(Exercise requirements)
Look through the data for the string "platforms". Copy every line where it is found.

━━━━

PR #256, opened 2025-08-01
8364554: [CRaC] Improve CRaC VM options' docs

TimPushkin:
Besides some wording and formatting of VM options:
- Renames `CRaCAllowToSkipCheckpoint` to `CRaCSkipCheckpoint` since it makes the VM always skip checkpoints and not only in some cases
- Replaces `CRaCMaxHeapSizeBeforeCheckpoint == 0` with `FLAG_IS_DEFAULT(CRaCMaxHeapSizeBeforeCheckpoint)` because the docs 0 do not specify 0 as a special value

---------
### Progress

### Issue
 * [JDK-8364554](https://bugs.openjdk.org/browse/JDK-8364554): [CRaC] Improve CRaC VM options' docs (**Enhancement** - P4)

### Reviewers

### Reviewing

Checkout this PR locally: \
`$ git fetch https://git.openjdk.org/crac.git pull/256/head:pull/256` \
`$ git checkout pull/256`

`$ git checkout pull/256` \
`$ git pull https://git.openjdk.org/crac.git pull/256/head`

</details>

Checkout this PR locally: \
`$ git pr checkout 256`

`$ git pr show -t 256`

</details>

<a href="https://git.openjdk.org/crac/pull/256.diff">https://git.openjdk.org/crac/pull/256.diff</a>

</details>

[Link to Webrev Comment](https://git.openjdk.org/crac/pull/256#issuecomment-3145560970)
</details>

### DIFF
--- a/src/hotspot/share/runtime/arguments.cpp
+++ b/src/hotspot/share/runtime/arguments.cpp
@@ -577,6 +577,7 @@ static SpecialFlag const special_jvm_flags[] = {
   { "CRDoThrowCheckpointException", JDK_Version::jdk(24), JDK_Version::undefined(), JDK_Version::undefined() },
   { "CRPauseOnCheckpointError",     JDK_Version::jdk(24), JDK_Version::undefined(), JDK_Version::undefined() },
   { "CRTrace",                      JDK_Version::undefined(), JDK_Version::jdk(24), JDK_Version::undefined() },
+  { "CRaCAllowToSkipCheckpoint",    JDK_Version::jdk(25), JDK_Version::undefined(), JDK_Version::undefined() },
   { "CRaCDoThrowCheckpointException", JDK_Version::undefined(), JDK_Version::jdk(25), JDK_Version::undefined() },
 
   { nullptr, JDK_Version(0), JDK_Version(0) }
@@ -592,7 +593,7 @@ static AliasedFlag const aliased_jvm_flags[] = {
   { "CreateMinidumpOnCrash",    "CreateCoredumpOnCrash" },
   { "CREngine",                        "CRaCEngine" },
   { "CRAllowedOpenFilePrefixes",       "CRaCAllowedOpenFilePrefixes" },
-  { "CRAllowToSkipCheckpoint",         "CRaCSkipCheckpoint "},
+  { "CRAllowToSkipCheckpoint",         "CRaCSkipCheckpoint"},
   { "CRHeapDumpOnCheckpointException", "CRaCHeapDumpOnCheckpointException" },
   { "CRPrintResourcesOnCheckpoint",    "CRaCPrintResourcesOnCheckpoint" },
   { "CRTraceStartupTime",              "CRaCTraceStartupTime" },
--- a/src/hotspot/share/runtime/arguments.cpp
+++ b/src/hotspot/share/runtime/arguments.cpp
@@ -568,17 +568,17 @@ static SpecialFlag const special_jvm_flags[] = {
   { "dup option",                   JDK_Version::jdk(9), JDK_Version::undefined(), JDK_Version::undefined() },
 #endif
 
-  { "CREngine",                     JDK_Version::jdk(24), JDK_Version::undefined(), JDK_Version::undefined() },
-  { "CRAllowedOpenFilePrefixes",    JDK_Version::jdk(24), JDK_Version::undefined(), JDK_Version::undefined() },
-  { "CRAllowToSkipCheckpoint",      JDK_Version::jdk(24), JDK_Version::undefined(), JDK_Version::undefined() },
-  { "CRHeapDumpOnCheckpointException", JDK_Version::jdk(24), JDK_Version::undefined(), JDK_Version::undefined() },
-  { "CRPrintResourcesOnCheckpoint", JDK_Version::jdk(24), JDK_Version::undefined(), JDK_Version::undefined() },
-  { "CRTraceStartupTime",           JDK_Version::jdk(24), JDK_Version::undefined(), JDK_Version::undefined() },
-  { "CRDoThrowCheckpointException", JDK_Version::jdk(24), JDK_Version::undefined(), JDK_Version::undefined() },
-  { "CRPauseOnCheckpointError",     JDK_Version::jdk(24), JDK_Version::undefined(), JDK_Version::undefined() },
-  { "CRTrace",                      JDK_Version::undefined(), JDK_Version::jdk(24), JDK_Version::undefined() },
-  { "CRaCAllowToSkipCheckpoint",    JDK_Version::jdk(25), JDK_Version::undefined(), JDK_Version::undefined() },
-  { "CRaCDoThrowCheckpointException", JDK_Version::undefined(), JDK_Version::jdk(25), JDK_Version::undefined() },
+  { "CREngine",                     JDK_Version::jdk(24), JDK_Version::jdk(26), JDK_Version::jdk(27) },
+  { "CRAllowedOpenFilePrefixes",    JDK_Version::jdk(24), JDK_Version::jdk(26), JDK_Version::jdk(27) },
+  { "CRAllowToSkipCheckpoint",      JDK_Version::jdk(24), JDK_Version::jdk(26), JDK_Version::jdk(27) },
+  { "CRHeapDumpOnCheckpointException", JDK_Version::jdk(24), JDK_Version::jdk(26), JDK_Version::jdk(27) },
+  { "CRPrintResourcesOnCheckpoint", JDK_Version::jdk(24), JDK_Version::jdk(26), JDK_Version::jdk(27) },
+  { "CRTraceStartupTime",           JDK_Version::jdk(24), JDK_Version::jdk(26), JDK_Version::jdk(27) },
+  { "CRDoThrowCheckpointException", JDK_Version::jdk(24), JDK_Version::jdk(26), JDK_Version::jdk(27) },
+  { "CRPauseOnCheckpointError",     JDK_Version::jdk(24), JDK_Version::jdk(26), JDK_Version::jdk(27) },
+  { "CRTrace",                      JDK_Version::undefined(), JDK_Version::jdk(24), JDK_Version::jdk(26) },
+  { "CRaCAllowToSkipCheckpoint",    JDK_Version::jdk(25), JDK_Version::jdk(26), JDK_Version::jdk(27) },
+  { "CRaCDoThrowCheckpointException", JDK_Version::undefined(), JDK_Version::jdk(25), JDK_Version::jdk(26) },
 
   { nullptr, JDK_Version(0), JDK_Version(0) }
 };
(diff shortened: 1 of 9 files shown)


src/java.base/share/man/java.md
```diff
@@ -1075,18 +1075,19 @@ These `java` options control the runtime behavior of the Java HotSpot VM.
...
     created.
 
 `-XX:CRaCRestoreFrom=`*directory*
-:   Restores a snapshot created by `-XX:CRaCCheckpointTo=`*directory*.
+:   Restores an image created by `-XX:CRaCCheckpointTo`.
 
 `-XX:CRaCMinPid=`*value*
-:   A desired minimal PID value for checkpoint'ed process. Ignored on restore.
+:   A desired minimal PID value for checkpointed process. Used by the launcher,
+    only on POSIX-like platforms.
```
TimPushkin: BTW, I thought about removing `CRaCMinPid` from `globals.hpp` since it is not used by the VM at all but decided against it (too big of a change for a pretty general PR like this) and just documented that it is to be used by the launcher.

Since it is (or should be) possible to use JVM without the default launcher we could add a check in VM that the option is honored and at least warn if it is not.

Internally we've had similar problems with Tomcat launching JVM directly and thus not honoring options implemented purely in the launcher.

rvansa: I don't think we should remove; it should be normally listed with `-XX:PrintFlagsFinal` etc.

Regarding wording, I don't think that "launcher" is a term that we should use in user-facing documentation.

TimPushkin: This term is used a lot in this file, e.g. "To launch a class declared in a source file, run the `java` launcher in
source-file mode"

src/hotspot/share/runtime/globals.hpp
```diff
@@ -1959,69 +1959,72 @@ const int ObjectAlignmentInBytes = 8;
              "fence. Add cleanliness checks.")                              \
                                                                             \
   product(ccstr, CRaCCheckpointTo, nullptr, RESTORE_SETTABLE,               \
-        "Path to checkpoint image directory")                               \
+          "Path to place the checkpoint image into")                        \
```
rvansa: I think it is still important to state that the path leads to a directory.

src/hotspot/share/runtime/globals.hpp
```diff
@@ -1959,69 +1959,72 @@ const int ObjectAlignmentInBytes = 8;
...
                                                                             \
   product(ccstr, CRaCRestoreFrom, nullptr, RESTORE_SETTABLE,                \
-      "Path to image for restore, replaces the initializing VM on success") \
+          "Path to the image to restore from. If restore succeeds, the "    \
```
rvansa: In case of CRIU it is not really replaced, the restored VM is a child process of launcher stub...

src/hotspot/share/runtime/globals.hpp
```diff
@@ -1959,69 +1959,72 @@ const int ObjectAlignmentInBytes = 8;
...
+          "initializing VM is replaced with the restored one.")             \
                                                                             \
   product(uint, CRaCMinPid, 128,                                            \
-      "Mininal PID value for checkpoint'ed process")                        \
-      range(1, UINT_MAX)                                                    \
+          "Mininal PID value for checkpointed process (Unix only)")         \
```
rvansa: `Unix` -> `POSIX` (same as in java.md). Linux is not Unix.

src/hotspot/share/runtime/globals.hpp
```diff
@@ -1959,69 +1959,72 @@ const int ObjectAlignmentInBytes = 8;
...
-      "for files opened by Java code use -Djdk.crac.resource-policies=...") \
+          "prefixes for files that can be open during checkpoint. CRaC "    \
+          "will not error upon detecting these and will leave the handling "\
+          "up to the engine. This option applies only to files opened by "  \
+          "native code and is Linux only; for files opened by Java code "   \
+          "use -Djdk.crac.resource-policies=...")                           \
                                                                             \
-  product(bool, CRaCAllowToSkipCheckpoint, false, DIAGNOSTIC,               \
-      "Allow implementation to not call Checkpoint if helper not found")    \
+  product(bool, CRaCSkipCheckpoint, false, DIAGNOSTIC,                      \
```
rvansa, line 2008: Shouldn't we rather deprecate/obsolete the option altogether? Sounds like a predecessor to `simengine`, that is the preferred way. Looking into the implementation it seems that this will keep `jcmd` hanging if invoked from that, won't it?

src/hotspot/share/runtime/globals.hpp
```diff
@@ -1959,69 +1959,72 @@ const int ObjectAlignmentInBytes = 8;
...
+          "Dump heap on CheckpointException thrown because of a low-level " \
+          "CRaC precondition failing")                                      \
                                                                             \
   product(bool, CRaCPrintResourcesOnCheckpoint, false, DIAGNOSTIC,          \
-      "Print resources to decide CheckpointException")                      \
+          "Print low-level resources checked by VM before checkpoint")      \
                                                                             \
   product(bool, CRaCTraceStartupTime, false, DIAGNOSTIC,                    \
-      "Trace startup time")                                                 \
+          "Trace restore startup time")                                     \
```
rvansa: So "restore" or "startup"? :-) What about

> Print timestamp after successful restore by CRaC engine

In general, I think that this should be turned into unified logging configuration option. It's also weird that it is not restore-settable, you have to set that on checkpoint...

src/hotspot/share/runtime/globals.hpp
```diff
@@ -1959,69 +1959,72 @@ const int ObjectAlignmentInBytes = 8;
...
                                                                             \
   product(bool, CRaCDoThrowCheckpointException, true, EXPERIMENTAL,         \
-      "Throw CheckpointException if uncheckpointable resource handle found")\
+          "Throw CheckpointException if non-checkpointable low-level "      \
```
rvansa: I don't really see what's the purpose, and there's no test. Since it's experimental, can we obsolete it righ away?

src/java.base/share/man/java.md
```diff
@@ -1075,18 +1075,19 @@ These `java` options control the runtime behavior of the Java HotSpot VM.
...
+    lower start-up and warm-up times compared to a full re-launch.
 
-    This option defines a path to the snapshot which is currently a directory. The
+    This option defines a path to the image which is currently a directory. The
     directory will be created if it does not exist, but no parent directories are
     created.
 
 `-XX:CRaCRestoreFrom=`*directory*
-:   Restores a snapshot created by `-XX:CRaCCheckpointTo=`*directory*.
+:   Restores an image created by `-XX:CRaCCheckpointTo`.
```
rvansa: The "by" is a bit out of place, since the option does not immediately trigger creation of the image. How about
> Restores an image written on checkpoint into `-XX:CRaCCheckpointTo` 

?

src/hotspot/share/runtime/globals.hpp
TimPushkin: I agree but I am following the style of the file. In this file "(Unix only)" is used for 3 other options while "posix" is not used at all.

src/hotspot/share/runtime/globals.hpp
TimPushkin: I used it recently when doing performance investigations: it allowed to rule out influence of the engine on checkpoint/restore performance. So it still can be useful. But I agree, some tests wouldn't harm.

> it seems that this will keep jcmd hanging if invoked from that, won't it?

No, the connection is closed after the JCMD operation is finished, as for any other JCMD operation. `report_ok_to_jcmd_if_any` is needed when we use an engine to close the socket before checkpointing.

src/hotspot/share/runtime/globals.hpp
TimPushkin: Will improve the wording. The name can also be improved but I'll leave it as is for now since maybe the option should be deprecated (see below).

> It's also weird that it is not restore-settable, you have to set that on checkpoint

We cannot really make it restore-settable because the timestamp is printed before restore-settable options are read. Unless we record the timestamp to print it later.

We also have `jdk.crac.trace-startup-time` property used for the same purpose on the Java side (also cannot be changed on restore, although it could be) — we should probably unify these deprecating one of them. If they get unified the VM-level one should continue without the unified logging so that it prints to the same destination as the Java-level one.

Anyway, I'll open a separate task for this as there are things to be thought through.

src/hotspot/share/runtime/arguments.cpp
TimPushkin, line 1: BTW maybe it is time to put expiration dates for all of CRaC's deprecated/obsoleted options? For each parsed argument there are linear searches through lists of special (deprecated/obsoleted/expired) and aliased flags `strcmp`-ing them which slows down argument parsing.

Since most of them have been deprecated since winter we can put 26 as the expiration version: it will be a year since the options were deprecated. For the ones deprecated/obsoleted today it can be 27.

src/hotspot/share/runtime/globals.hpp
rvansa: Understood, but that doesn't make it correct. Linux is still not Unix. Btw., should we move this to `globals_linux.hpp`?

TimPushkin: > Understood, but that doesn't make it correct. Linux is still not Unix.

Ok, will redact.

> Btw., should we move this to `globals_linux.hpp`?

No, it is used on all platforms but Windows, and there is no `globals_posix.hpp`.

src/hotspot/share/runtime/arguments.cpp
TimPushkin: Ended up expiring everything since 26: the options added to special in this PR are diagnostic/experimental and not widely used, so this is in accordance with OpenJDK's recommendations.

rvansa: Expiration by 26 is probably fine, but it seems that you're obsoleting retroactively? There is no 24-based version that would obsolete those, this will be ~25 and you're obsoleting on the spot. Except for `CRaCDoThrowCheckpointException` I would make these defunct (through expiration) only in 26.

TimPushkin: Oh, I really did not intend to do that. I was fighting version correctness asserts and misread the guidelines in `arguments.cpp`.

The guidelines state: "To change the name of an option, use the alias table as well as a 2-step model adding major release numbers to the deprecate and expire columns", but this seems to not be possible because asserts mandate that:
- it is not allowed to only fill deprecate and expire columns, obsolete must also be filled: "<flag> must be explicitly obsoleted before expired";
- it is not allowed to set obsolete and expire columns to the same version, expire must be strictly greater: "<flag> must be obsoleted before expired".

So only a 3-step model is possible. Since we do not want to obsolete on the spot for our aliases we can only either:
- If using only major versions, obsolete in 26 and expire in 27 (for LTS releases: April and October 2026)
- If using minor versions too, obsolete in 26 and expire in 26.0.2 (for LTS releases: April and July 2026)
   - We do not want to obsolete before 26 because that would be less than a year since the deprecation of frequently-used aliases
   - To correspond to LTS versions, we cannot obsolete in 26 and expire in 26.0.1 because in LTS that would be the same April 2026 release and we'll get assert failures because obsolete == expire

I do not have a preference: the first one looks cleaner, the second one makes the aliases expire sooner. Went with the first one just to choose something.

For `CRTrace` and `CRaCDoThrowCheckpointException` it is possible to expire in 26 so I did that.

rvansa: Let's stick to major versions, that's really cleaner. We don't really need to rush it.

━━━━

(Exercise response)
+    only on POSIX-like platforms.
No, it is used on all platforms but Windows, and there is no `globals_posix.hpp`.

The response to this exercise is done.